Lodz Poem, Chapter 2 (Jewish Graveyard), 2001-2004

KB: The story that begins in Poland?

RQ: Funny, it was a very patriarchal urge in the beginning, in the sense of wanting to go back home and to know the genealogy. Also, I know my mother’s family story very well – they’re all Irish, I spent a lot of time in Ireland, and I’m an Irish citizen too. But I knew nothing about Poland. So, I took a train one day, alone, from Bydgoszcz to Łódź. It was depressing and interesting at the same time. So, as you see, the book began. The first three chapters (The Sun, Łódź Poem, and Optima) were all based on this little trip to Łódź. I found out the Quaytmans (then spelled Kwejtman) were ostrich-feather dealers, so I used ostrich feathers in Chapter 35, as symbols of lost nature.

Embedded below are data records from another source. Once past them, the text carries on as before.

PR #137, opened 2020-12-13
allow overriding Finding attrs

nineinchnick:
Allow overriding Finding attributes in particular data flows (or other assets). For example, this allows to set custom responses, CVSS scores (added as new attrs) or increase/lower the severity. See the new test for usage examples.

If there's an override defined for a particular threat, it'll always be added as a finding, even if the threat no longer applies. This is to include all mitigations in a report. To remove the finding, remove the override.

Overrides are defined per element because otherwise the original threat should be adjusted.

Overrides can be defined in an asset and then they'd apply to all dataflows. For more granularity, they should be defined only in particular dataflows. There's a check to avoid having two overrides for the same threat, since it would be hard to debug why an override doesn't get applied when it would be overwritten by another one.


izar:
How about adding an example on readme ?

nineinchnick:
> 
> 
> How about adding an example on readme ?

Great idea, done! I also added a bit more info in the usage section.

izar:
Good stuff!

PR #138, opened 2020-12-28
Updating the README file

chadeckles:
Updating the README with the following information:
 •	Including an Introduction subheading that briefly explains the “why” of this project. 
•	Inclusion of a Features section.
•	Breaking out a "Getting Started" and "Usage" section.

### DIFF
--- a/README.md
+++ b/README.md
@@ -5,10 +5,16 @@
 
 ![pytm logo](docs/pytm-logo.svg)
 
+## Introduction
 
-Define your system in Python using the elements and properties described in the pytm framework.
-Based on your definition, pytm can generate, a Data Flow Diagram (DFD), a Sequence Diagram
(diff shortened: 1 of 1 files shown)


nineinchnick (approved):
This is great!

nineinchnick:
You did mention on Slack that the threats section is confusing. I agree and I think you could:
* remove the `Currently supported threats` section and replace it with a reference to https://github.com/izar/pytm/blob/master/docs/threats.md - note that in the report templates I used I was creating references to particular threats in a file like this (in my own repo)
* start the `Threats database` section with a sentence explaining that there's a default threat database provided but it may generate lots of false positives, depending on the domain of the system being modeled

But this seems like out of scope of this PR so we can do it in another one, so treat this only as a suggestion.

izar (approved):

KB: The natural vis-à-vis the human-historical.

The Sun, Chapter 1, 2001

RQ: Yes. This trip also allowed me to find a key to making site-specificity the origin of the chapter and the content of the paintings, and actually also a key to seriality: trains and their movement – series of views from the train window; they’re all interconnected, and relate to each other in this or the other way. In a way, I could be saying I’m making a train as much as I’m making a book [laughs]. I took a leap from trains to filming and montage – to movement in the painting, out and into the next one.

KB: Also, chapters and spectators. The montages in your work are mobilized by all kinds of connections. I wonder, how was Chapter 1 received when you showed it for the first time in New York City?

RQ: OK – nothing much happened in terms of response. I made two shows of the same chapter: 40 paintings, each panel the same size – one in a gallery and one at the Queens Museum. After this, again, nothing much for two years.

KB: So, when did the second chapter come about?

RQ: When I was invited to Poland again in 2004. And there was another opportunity to show it in a space in Brooklyn, and that was Łódź Poem. So, you know, my father is dying, I’m raising this kid… distracted and confused. In 2001 I turned 40…

KB: …and it seems like a very powerful passage between two lives and two histories: one that’s running to an end – the history of your father, Harvey Quaytman, himself a painter, and a life story that’s about to begin – your child’s.

The Sun Does Not Move, Chapter 35, Muzeum Sztuki, Lódz, 2019, installation view

RQ: It was. Also, my father had a studio full of paintings which didn’t sell. So, to me – who at the time had begun accumulating unsold paintings – it was traumatic and paralyzing to look at all of this work that no one wanted. It’s how I arrived at the first idea to make 80 paintings of one size: I’d be able to put them all on a shelf in my own space after the exhibition. That way, it wouldn’t be so shameful, so bad. This feeling of failure was what I began with. But then I became involved in the artists’ run gallery called Orchard in 2005. That was the beginning of the time when the depression lifted, because I finally had a context – I realized what I’d been missing was the context. I still think it’s the number one problem for artists – the lack of a context.

KB: What was it about Katarzyna Kobro that you found so relevant to your own life and work?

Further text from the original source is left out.